-------- Given records --------
PR #1786, opened 2023-07-20
chore(dart): use melos to publish packages

aallam:
## 🧭 What and Why

Each package is published individually, which can pose a problem in cases of dependency between versions (since we currently use exact versions).

### Changes Included:

Use [`melos publish`](https://melos.invertase.dev/commands/publish) to automatically publish all packages.

### DIFF
--- a/clients/algoliasearch-client-dart/.github/workflows/publish.yml
+++ b/clients/algoliasearch-client-dart/.github/workflows/publish.yml
@@ -41,51 +41,25 @@ jobs:
           GITHUB_TOKEN: ${{ secrets.ALGOLIA_BOT_TOKEN }}
       
     outputs:
-      PUBLISH_CORE: ${{ steps.version.outputs.core }}
-      PUBLISH_SEARCH: ${{ steps.version.outputs.search }}
-      PUBLISH_INSIGHTS: ${{ steps.version.outputs.insights }}
-      PUBLISH_ALGOLIASEARCH: ${{ steps.version.outputs.algoliasearch }}
+      PUBLISH: ${{ steps.version.outputs.publish }}
 
-  publish_algoliasearch:
+  publish:
     needs: version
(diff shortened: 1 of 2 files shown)


shortcuts (approved):
nice!

clients/algoliasearch-client-dart/.github/workflows/publish.yml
--------
• [Activity] Which lines of the data contain the string "packages"? Copy each one.

• [Solution to this task]
chore(dart): use melos to publish packages
Use [`melos publish`](https://melos.invertase.dev/commands/publish) to automatically publish all packages.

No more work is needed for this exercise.